Abstract:
In methods and apparatus for computing measures of echo of a far end signal in a near end signal, the evolution over time of frequency spectra of the near end and far end signals are compared to compute a measure of the echo. A far end spectrum of the far end signal and a near end spectrum of the near end signal are determined for each of a plurality of successive time intervals. A respective measure of correlation is determined for each of a plurality of spectrum pairs, each spectrum pair comprising a respective near end spectrum and a respective far end spectrum, the far end spectrum corresponding to a time interval which lags a time interval corresponding to the near end spectrum by a respective time lag. The measures of correlation are compared to determine a maximum measure of correlation which can be used as a measure of echo. The echo measure computation technique is particularly suitable for use in echo suppressors for digital cellular telephony systems, but has other applications.

Description:
This appln. claims the benefit of U.S. Provisional Appln. No. 60/034,267 filed Dec. 19, 1996. 
    
    
     FIELD OF THE INVENTION 
     This invention relates to methods and apparatus for computing measures of echo in telecommunications systems. 
     BACKGROUND OF THE INVENTION 
     Echo is a common problem in telecommunications systems. Echo can be very annoying to users, particularly in telecommunications systems having relatively long transmission delays, as for example satellite telecommunications systems and cellular radio telecommunications systems. Consequently, several methods for suppressing echo have been developed. 

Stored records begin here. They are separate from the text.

Issue #2379, opened 2019-07-17
Ability to select back camera for multi-camera devices


Pauly-D:
# Feature-Request

**Description**
Ability to select which **back** camera to use. Particularly useful for all the multi-camera android devices with wide angle lenses. 

**Possible Implementations**
Since the implementation of [Android API Level 9](https://developer.android.com/training/camera/cameradirect#java) the Camera object supports the passing of an id to select which camera to use (eg. the wide angel lens). 

Which files need to be modified to take advantage of the new android API so that we can update the **type={RNCamera.Constants.Type.back}** for selection of different cameras on the back of android devices?

cristianoccazinsp:
Hey, any luck with this?

cristianoccazinsp:
I believe this is now possible with the above PRs and can be closed.

farhanmeo:
Unable to use Wide angle camera in android

cristianoccazinsp:
Sadly, newer android devices no longer support camera enumeration through the currently implemented method. For these devices, a new implementation path must be followed in order to be able to read from individual logical cameras.

I believe the Camera2 implementation may be able to support that, but it is way too bugged to use right now.

PR #2492, opened 2019-09-17
Android: Support to enumerate and select Camera devices

cristianoccazinsp:
# Summary
This update attempts to bring a very useful feature to support selecting from multiple back/front cameras (e.g., for phones with wide lenses cameras, or multi cameras). 

The update implements a ```getCameraIdsAsync``` methods to enumerate all available cameras, and adds a ```cameraId``` property to the RNCamera component to set it.

This should be 100% backwards compatible. A null cameraId value (the default), will work as it currently does by selecting the camera based on the type value. However, setting an ID will override the type value and select that camera.

I've implemented the change for both Camera1 and Camera2 APIs, but I could really use some extra pair of eyes to test and review the changes since I'm not 100% confident with the internals of the library and I might have missed some stuff.

Lastly, I'm unsure of the flash behaviour if the front facing camera is used. I believe it won't be possible to use a "front" flash right now.

For now, these changes will be Android only. It makes sense considering that only iPhone 11 will support multiple cameras. I also lack Objective-C knowledge and camera internals like to do this change.

Related issue: https://github.com/react-native-community/react-native-camera/issues/2379

## Test Plan
Tested on Pixel 2 (android 9 and 10), Moto G5 (Android 8), LG V20

Real device

-

## Compatibility

| OS      | Implemented |
| ------- | :---------: |
| iOS     |    ❌     |
| Android |    ✅    |

## Checklist

### DIFF
--- a/android/src/main/java/com/google/android/cameraview/Camera1.java
+++ b/android/src/main/java/com/google/android/cameraview/Camera1.java
@@ -34,6 +34,7 @@ import java.io.File;
 import java.io.IOException;
 import java.util.ArrayList;
 import java.util.List;
+import java.util.Properties;
 import java.util.Set;
 import java.util.SortedSet;
 import java.util.concurrent.atomic.AtomicBoolean;
@@ -73,6 +74,7 @@ class Camera1 extends CameraViewImpl implements MediaRecorder.OnInfoListener,
     private Handler mHandler = new Handler();
 
     private int mCameraId;
+    private String _mCameraId;
 
     private final AtomicBoolean isPictureCaptureInProgress = new AtomicBoolean(false);
 
@@ -282,6 +284,26 @@ class Camera1 extends CameraViewImpl implements MediaRecorder.OnInfoListener,
     }
 
     @Override
+    void setCameraId(String id) {
+
+        if(_mCameraId != id){
+            _mCameraId = id;
+
+            // this will call chooseCamera
+            if (isCameraOpened()) {
+                stop();
+                start();
+            }
+        }
+
+    }
+
+    @Override
+    String getCameraId() {
+        return _mCameraId;
+    }
+
+    @Override
     Set<AspectRatio> getSupportedAspectRatios() {
         SizeMap idealAspectRatios = mPreviewSizes;
         for (AspectRatio aspectRatio : idealAspectRatios.ratios()) {
@@ -290,6 +312,23 @@ class Camera1 extends CameraViewImpl implements MediaRecorder.OnInfoListener,
             }
         }
         return idealAspectRatios.ratios();
+    }
+
+
+    @Override
+    List<Properties> getCameraIds() {
+        List<Properties> ids = new ArrayList<>();
+
+        Camera.CameraInfo info = new Camera.CameraInfo();
+
+        for (int i = 0, count = Camera.getNumberOfCameras(); i < count; i++) {
+            Properties p = new Properties();
+            Camera.getCameraInfo(i, info);
+            p.put("id", String.valueOf(i));
+            p.put("type", String.valueOf(info.facing));
+            ids.add(p);
+        }
+        return ids;
     }
 
     @Override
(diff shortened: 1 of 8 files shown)


cristianoccazinsp:
Pushed an additional update to remove the requirement from the camera to be running/active. We can still query for this info as long as it is instantiated.

android/src/main/java/com/google/android/cameraview/Camera1.java
```diff
@@ -693,14 +739,25 @@ public Size getPreviewSize() {
...
-                return;
+        if(_mCameraId == null){
+            for (int i = 0, count = Camera.getNumberOfCameras(); i < count; i++) {
+                Camera.getCameraInfo(i, mCameraInfo);
+                if (mCameraInfo.facing == mFacing) {
+                    mCameraId = i;
+                    return;
+                }
+            }
+            mCameraId = 0; // default to the only available camera
```
cristianoccazinsp: @sibelius  Can you comment on these lines? I wonder if we need to do something different here actually to handle the case where a camera is not found.  I think I overlooked this one and it should have been INVALID_CAMERA_ID instead. Thoughts?
Need to test on a device with no cameras, or just 1 camera.

sibelius: hard to find a device without cameras

what happen when you throw? can an user get this error using an ErrorBoundary?

`0` is always the first camera?

won't break the current behavior?

cristianoccazinsp: We can/should probably mimic what Camera2 does and raise an error if there are 0 cameras, but set the camera to the first one available if we didn't find one: https://github.com/react-native-community/react-native-camera/blob/master/android/src/main/java/com/google/android/cameraview/Camera2.java#L688

How does that sound? I believe the Camera1 code originally would just set the camera ID to be the invalid one and you would get no image at all in this case (if lets say you don't have a back camera). It's a very specific case.

I was thinking about something like this:

```
int count = Camera.getNumberOfCameras();
            if(count == 0){
                throw new RuntimeException("No camera available.");
            }

            for (int i = 0; i < count; i++) {
                Camera.getCameraInfo(i, mCameraInfo);
                if (mCameraInfo.facing == mFacing) {
                    mCameraId = i;
                    return;
                }
            }
            // no camera found, set the one we have
            mCameraId = 0;
            Camera.getCameraInfo(mCameraId, mCameraInfo);
```

sibelius: this part is weird

// no camera found, set the one we have
mCameraId = 0;

but it makes sense, you are looking for the camera facing the correct facing the user selected

cristianoccazinsp: The original code would simply set the camera to be the INVALID_ID one, but that behaviour is different from the Camera2 API which simply sets the first available camera if the code wasn't able to find the back/front facing camera. Do you think it makes sense to make both APIs consistent?

sibelius: sure

cristianoccazinsp: I've just added a commit for that.

sibelius:
tests are failing

cristianoccazinsp:
My bad, missed this when moving the file from my test folder to the repo. Should be good now.

cristianoccazinsp:
Doing more tests to the Camera2 API, please do not merge this yet since I've found a few more issues (some not even related to my changes, but will fix them since I'm at it)

cristianoccazinsp:
Did a few more fixes to Camera2.

sibelius:
@cristianoccazinsp is this good enough now?

cristianoccazinsp:
Haven't had issues or crashes so far, so I would say it is good enough. It
also seem to work fine in devices with wide angle lenses (LG V20 and V30)
for example.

     In one type of known echo suppression techniques, received signals are first processed to determine whether echo is present. If echo is detected, the received signal is processed to suppress the echo. If no echo is detected, no echo suppression is applied. 

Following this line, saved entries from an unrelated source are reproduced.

Issue #2473, opened 2019-09-08
videoBitrate option for iOS


xHeinrich:
# Feature-Request

**Describe the Feature**
Ideally the same as the android option.

**Possible Implementations**
I believe this can be implemented using the following key around here: https://github.com/react-native-community/react-native-camera/blob/master/ios/RN/RNCamera.m#L601 though I'm no iOS dev so i'm not 100%.

https://developer.apple.com/documentation/avfoundation/avvideoaveragebitratekey?language=objc
https://developer.apple.com/documentation/avfoundation/avcapturemoviefileoutput?language=objc

**Related Issues**
https://github.com/react-native-community/react-native-camera/issues/687
https://github.com/react-native-community/react-native-camera/pull/2055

     Conventional echo detection techniques rely on measurements of the signal energy of far end (transmitted) and near end (received) signals to determine whether echo is present. Unfortunately, these echo detection techniques are not accurate enough to provide good performance in some applications. 
     SUMMARY OF THE INVENTION 
     An object of this invention is to provide novel methods and apparatus for computing measures of echo in telecommunications systems. 

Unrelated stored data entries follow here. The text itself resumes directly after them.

Issue #1836, opened 2018-10-05
Quick Preview Capture Mode to Beat Slow onPictureTaken on Android


FullstackJack:
# Feature-Request

**Describe the Feature**
Despite recent modifications to improve image capture on Android, camera capture is still slow. For applications needing very fast capture before launching a new screen (i.e. Snapchat, Instagram), we should consider offering a capture mode to enable the use of PreviewCallback.

**Possible Implementations**
There is already an implementation of this for CameraKit-Android. Since this library is now included with Expo, we should consider porting that code over to this package instead of splitting the community over this issue.
https://github.com/CameraKit/camerakit-android/blob/master/camerakit-core/src/main/api16/com/wonderkiln/camerakit/Camera1.java#L450

**Related Issues**
There are lots of closed issues surrounding this, but none of them really fixed the problem. Let's hope this solves it.
https://github.com/react-native-community/react-native-camera/issues/942
https://github.com/react-native-community/react-native-camera/issues/1000
https://github.com/react-native-community/react-native-camera/issues/768

> Love react-native-camera? Please consider supporting our collective: 👉  https://opencollective.com/react-native-camera/donate

n1ru4l:
@FullstackJack Are you interested in implementing this feature?

bcalik:
Its still so slow on Android despite messing with all RNCamera options. I hope someone will fix it.

n1ru4l:
@bcalik Are you interested in fixing it?

cesartotvs:
@n1ru4 Got it, I'm interested in fixing this issue.

cesartotvs:
@n1ru4l  Got it, I'm interested in fixing this issue.

FullstackJack:
I'm currently building a prototype with video player and focusing on that at the moment, but I'm interested in helping out when I have the time (unless others have already pitched in what I'm suggesting.

cesartotvs:
Just a quick note I will not be adding any new features, but only fixing the performance issues.

n1ru4l:
How would this be implemented?

You pass an option to `takePicture` and the first value of uri will be the "preview". Then afterwards we will fire a event that includes the url to the actual picture?

sibelius:
Having an event could make sense, we can have more events

n1ru4l:
Is it even possible get a preview frame and take photo at once? camerakit-android only supports the one or the other.

sibelius:
Not sure, we should try

[...]

PR #2505, opened 2019-09-25
Much faster picture taking on Android, configurable

Boris-c:
# Summary

Android's native camera takePicture() is very slow. I wasn't happy with it and many people complain too (see #1836 for instance).

Camera1 allows capturing frame previews. By processing frame previews we can avoid using takePicture() altogether.

The previews are in YUV and need to be transformed to RGB. The proposed implementation uses a render script for fast processing.

4 modes are proposed (as a RN prop, "camera1ScanMode"): "none", "eco", "fast" and "boost".

- none: use takePicture(), as currently done by react-native-camera
- eco: capture a frame preview when a picture is requested, then process it
- fast: capture all frame previews and process one when a picture is requested
- boost: capture and process all frame previews. When a picture is requested, send the last one

In my app, on my device, the benchmark is the following (average of 3 pictures):
- none: 1.7 s
- eco: 415 ms
- fast: 361 ms
- boost: 171 ms

These measures were done in React Native, from the call to `capture()` to the result being received after conversion to base64 and bridge transfer. The speed increase of the proposed change if seen at a lower level (Android `takePicture()` vs frame previews processing) is even more dramatic.

I use the library to get pictures in base64. My tests did not cover all possible uses of the library.

Note that the min SDK upgrade to version 17 is needed for the render script.

## Test Plan

I'll leave it to more experienced users of the library to test every possible use case.

## Compatibility

| OS      | Implemented |
| ------- | :---------: |
| iOS     |    ✅     |
| Android |    ✅     |

## Checklist

### DIFF
--- a/android/build.gradle
+++ b/android/build.gradle
@@ -20,7 +20,7 @@ android {
   buildToolsVersion safeExtGet('buildToolsVersion', '28.0.3')
 
   defaultConfig {
-    minSdkVersion safeExtGet('minSdkVersion', 16)
+    minSdkVersion safeExtGet('minSdkVersion', 17)
     targetSdkVersion safeExtGet('targetSdkVersion', 28)
   }
 
--- a/android/src/main/java/org/reactnative/camera/CameraViewManager.java
+++ b/android/src/main/java/org/reactnative/camera/CameraViewManager.java
@@ -142,6 +142,11 @@ public class CameraViewManager extends ViewGroupManager<RNCameraView> {
     view.setUsingCamera2Api(useCamera2Api);
   }
 
+  @ReactProp(name = "camera1ScanMode")
+  public void setCamera1ScanMode(RNCameraView view, String camera1ScanMode) {
+    view.setCamera1ScanMode(camera1ScanMode);
+  }
+
   @ReactProp(name = "playSoundOnCapture")
   public void setPlaySoundOnCapture(RNCameraView view, boolean playSoundOnCapture) {
     view.setPlaySoundOnCapture(playSoundOnCapture);
--- a/android/src/main/java/org/reactnative/camera/RNCameraView.java
+++ b/android/src/main/java/org/reactnative/camera/RNCameraView.java
@@ -3,7 +3,9 @@ package org.reactnative.camera;
 import android.Manifest;
 import android.annotation.SuppressLint;
 import android.content.pm.PackageManager;
+import android.graphics.Bitmap;
 import android.graphics.Color;
+import android.graphics.Matrix;
 import android.media.CamcorderProfile;
 import android.media.MediaActionSound;
 import android.os.Build;
@@ -21,9 +23,11 @@ import org.reactnative.barcodedetector.RNBarcodeDetector;
 import org.reactnative.camera.tasks.*;
 import org.reactnative.camera.utils.RNFileUtils;
 import org.reactnative.facedetector.RNFaceDetector;
+import org.reactnative.camera.utils.YuvToBitmap;
 
 import java.io.File;
 import java.io.IOException;
+import java.lang.reflect.Field;
 import java.util.*;
 import java.util.concurrent.ConcurrentHashMap;
 import java.util.concurrent.ConcurrentLinkedQueue;
@@ -37,6 +41,19 @@ public class RNCameraView extends CameraView implements LifecycleEventListener, 
   private Promise mVideoRecordedPromise;
   private List<String> mBarCodeTypes = null;
   private Boolean mPlaySoundOnCapture = false;
+
+  public static final String CAMERA1SCANNONE = "none";
+  public static final String CAMERA1SCANECO = "eco";
+  public static final String CAMERA1SCANFAST = "fast";
+  public static final String CAMERA1SCANSUPERFAST = "boost";
+
+  private YuvToBitmap mYuvToBitmap = null;
+  private Matrix mRotationMatrix = null;
+  private int mLastRotation = -1;
+  private String mCamera1ScanMode = CAMERA1SCANECO;
+  private boolean mProcessingPreview = false;
+  private Bitmap mRotated = null;
+  private final Object COLLECTION_LOCK = new Object();
 
   private boolean mIsPaused = false;
   private boolean mIsNew = true;
@@ -66,6 +83,10 @@ public class RNCameraView extends CameraView implements LifecycleEventListener, 
   private boolean mTrackingEnabled = true;
   private int mPaddingX;
   private int mPaddingY;
+
+  private synchronized void storeRotated(Bitmap rotated) {
+    mRotated = rotated;
+  }
 
   public RNCameraView(ThemedReactContext themedReactContext) {
     super(themedReactContext, true);
@@ -121,13 +142,20 @@ public class RNCameraView extends CameraView implements LifecycleEventListener, 
       }
 
       @Override
-      public void onFramePreview(CameraView cameraView, byte[] data, int width, int height, int rotation) {
-        int correctRotation = RNCameraViewHelper.getCorrectCameraRotation(rotation, getFacing(), getCameraOrientation());
+      public void onFramePreview(CameraView cameraView, final byte[] data, final int width, final int height, final int rotation) {
+        final int correctRotation = RNCameraViewHelper.getCorrectCameraRotation(rotation, getFacing(), getCameraOrientation());
         boolean willCallBarCodeTask = mShouldScanBarCodes && !barCodeScannerTaskLock && cameraView instanceof BarCodeScannerAsyncTaskDelegate;
         boolean willCallFaceTask = mShouldDetectFaces && !faceDetectorTaskLock && cameraView instanceof FaceDetectorAsyncTaskDelegate;
         boolean willCallGoogleBarcodeTask = mShouldGoogleDetectBarcodes && !googleBarcodeDetectorTaskLock && cameraView instanceof BarcodeDetectorAsyncTaskDelegate;
         boolean willCallTextTask = mShouldRecognizeText && !textRecognizerTaskLock && cameraView instanceof TextRecognizerAsyncTaskDelegate;
-        if (!willCallBarCodeTask && !willCallFaceTask && !willCallGoogleBarcodeTask && !willCallTextTask) {
+        Promise pictureTakenPromise;
+        synchronized (COLLECTION_LOCK) {
+          pictureTakenPromise = mPictureTakenPromises.poll();
+        }
+        final boolean superFast = mCamera1ScanMode.equals(CAMERA1SCANSUPERFAST) && !mProcessingPreview;
+
+        if (!willCallBarCodeTask && !willCallFaceTask && !willCallGoogleBarcodeTask && !willCallTextTask
+                && pictureTakenPromise  == null && !superFast) {
           return;
         }
 
@@ -169,6 +197,57 @@ public class RNCameraView extends CameraView implements LifecycleEventListener, 
           textRecognizerTaskLock = true;
           TextRecognizerAsyncTaskDelegate delegate = (TextRecognizerAsyncTaskDelegate) cameraView;
           new TextRecognizerAsyncTask(delegate, mThemedReactContext, data, width, height, correctRotation, getResources().getDisplayMetrics().density, getFacing(), getWidth(), getHeight(), mPaddingX, mPaddingY).execute();
+        }
+
+        if (pictureTakenPromise != null || superFast) {
+          checkScanning();
+          mProcessingPreview = true;
+
+          if (mYuvToBitmap == null) {
+            mYuvToBitmap = new YuvToBitmap(getContext());
+          }
+
+          final Promise aPictureTakenPromise = pictureTakenPromise;
+
+          Thread thread = new Thread() {
+            @Override
+            public void run() {
+              // Get RGB
+              mYuvToBitmap.refreshBitmap(data, width, height);
+
+              Bitmap rotated;
+              if (correctRotation == 0) {
+                rotated = mYuvToBitmap.getBimap();
+              } else {
+                // Rotate
+                if (mLastRotation != correctRotation) {
+                  mLastRotation = correctRotation;
+                  mRotationMatrix = new Matrix();
+                  mRotationMatrix.postRotate(correctRotation);
+                }
+                Bitmap bitmap = mYuvToBitmap.getBimap();
+                rotated = Bitmap.createBitmap(bitmap, 0, 0, bitmap.getWidth(), bitmap.getHeight(), mRotationMatrix, false);
+              }
+
+              mProcessingPreview = false;
+
+              // Resolve
+              synchronized (COLLECTION_LOCK) {
+                Promise promise = aPictureTakenPromise;
+                if (promise == null) {
+                  promise = mPictureTakenPromises.poll();
+                }
+                if (promise == null) {
+                  storeRotated(rotated);
+                } else {
+                  ReadableMap options = mPictureTakenOptions.remove(promise);
+                  final File cacheDirectory = mPictureTakenDirectories.remove(promise);
+                  resolveTakenPicture(rotated, options, promise, cacheDirectory);
+                }
+              }
+            }
+          };
+          thread.start();
         }
       }
     });
@@ -226,20 +305,79 @@ public class RNCameraView extends CameraView implements LifecycleEventListener, 
     mPlaySoundOnCapture = playSoundOnCapture;
   }
 
+  public Object getImpl() {
+    try {
+      Field field = CameraView.class.getDeclaredField("mImpl");
+      field.setAccessible(true);
+      Object value = field.get(this);
+      field.setAccessible(false);
+      return value;
+
+    } catch (NoSuchFieldException e) {
+      throw new RuntimeException(e);
+
+    } catch (IllegalAccessException e) {
+      throw new RuntimeException(e);
+    }
+
+  }
+
+  private boolean usingCamera2() {
+    Object impl = getImpl();
+
+    if (impl == null) return false;
+
+    String className = impl.getClass().getName();
+    return className.contains("cameraview.Camera2");
+  }
+
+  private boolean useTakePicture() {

     One aspect of the invention provides a method for computing a measure of echo of a far end signal in a near end signal. The method comprises: 
     (1) determining a far end spectrum of the far end signal for each of a plurality of successive time intervals; 
     (2) determining a near end spectrum of the near end signal for each of a plurality of successive time intervals; 
     (3) for each of a plurality of spectrum pairs, each spectrum pair comprising a respective near end spectrum and a respective far end spectrum, the far end spectrum corresponding to a time interval which lags a time interval corresponding to the near end spectrum by a respective time lag, determining a respective measure of correlation of the near end spectrum to the far end spectrum; and 
     (4) comparing the measures of correlation to determine a maximum measure of correlation. 
     The method according to the invention relies on a comparison of the evolution over time of the frequency spectra of the near end and far end signals to compute a measure of the echo. 
     The maximum measure of correlation may be compared to a predetermined value, and echo detection may be declared when the maximum measure of correlation exceeds the predetermined value. Alternatively, the maximum measure of correlation may be used as a non-binary measure of the echo. 
     The near and far end spectra may be near and far end spectral envelopes, i.e., smoothed spectra as generated, for example, by time averaging spectra generated by Discrete Fourier Transforms (DFTs). 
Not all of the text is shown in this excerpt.